Auch in Neuss wurde der Opfer gedacht. Am Standort der niedergebrannten Synagoge auf der Promenadenstraße fand eine Gedenkveranstaltung mit zahlreichen Teilnehmerinnen und Teilnehmern statt. Reiner Breuer, Bürgermeister der Stadt Neuss, begrüßte alle Anwesenden und richtete den Blick insbesondere an die vielen jungen Leute, die sich am Gedenkstein versammelt haben. „Unsere Demokratie setzt voraus, dass wir uns im Alltag mit gegenseitigem Respekt begegnen, dass wir füreinander Verantwortung übernehmen und uns auch im Streit um Wahrheit und Wahrhaftigkeit bemühen, dass wir mit Offenheit auf andere zugehen und uns bewusst um Gemeinschaft bemühen“, sagte Bürgermeister Breuer. Gerade die Jugendlichen tragen dahingehend eine besondere Verantwortung, die Geschichte weiterzutragen und sich selbst gegen Hass und Fremdenfeindlichkeit einzusetzen. Daher war die Reise nach Israel des Nelly-Sachs-Gymnasiums und des Gymnasiums Marienberg wichtig, um Israel kennenzulernen und auch den Weg in den direkten Austausch zu finden.
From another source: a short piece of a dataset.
PR #3075, opened 2023-10-24
[BN-1245]: Support Proxy Hosted P2P Connections

admiraladmirable:
## Purpose
In our current cloud hosting setup, we are using a L7 load balancer which is behind a proxy. Normally this can be accessed via hostname (i.e. testnet.topl.tech), but our p2p code only supported direct IP based connections because we were resolving hosts to an IP before storing/connecting peers.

„Ich bin sehr froh, dass SchülerInnen aus Neuss in den Austausch mit einer israelischen Schule gehen, denn nur durch das Kennenlernen, durch das Bilden von Freundschaften gelingt es uns, Vorbehalte zu überwinden“, sagte Bert Römgens, Verwaltungsdirektor der Jüdischen Gemeinde Düsseldorf. Die Freundschaften, die dadurch entstehen, können Ausgrenzung einen Riegel vorschieben. „Es ist ein respektvoller und empathischer Umgang miteinander. Deshalb bedeutet es für mich mehr als Worthülsen und Lippenbekenntnisse. Denn diese Generation ist es, die dafür Sorge trägt, dass Antisemitismus, Ausgrenzung und Rassismus in Zukunft nicht mehr geben darf. Diese Generation hat hierfür die Verantwortung“, führt Bert Römgens weiter aus.

Im Anschluss folgten Wortbeiträge einiger Schülerinnen der Gymnasien, die vor allem ihre persönlichen, emotionsgefüllten Eindrücke in Yad Vashem zur Sprache brachten. Dazu sagte Bürgermeister Breuer: „“Wir sind uns unserer Verantwortung zur Erinnerung bewusst geworden.“ Das waren Eure Worte nach der Besichtigung der Holocaust-Gedenkstätte Yad Vashem. Ich war auch schon dort und bin mir sicher, dass es für jeden von Euch ein überwältigendes, bedrückendes, schwieriges und prägendes Erlebnis war.“

Nach einem Beitrag der Gesellschaft für Christlich-Jüdische Zusammenarbeit in Neuss, schloss Rabbiner Jan Guggenheim mit dem „El male rachamim“ die Gedenkveranstaltung.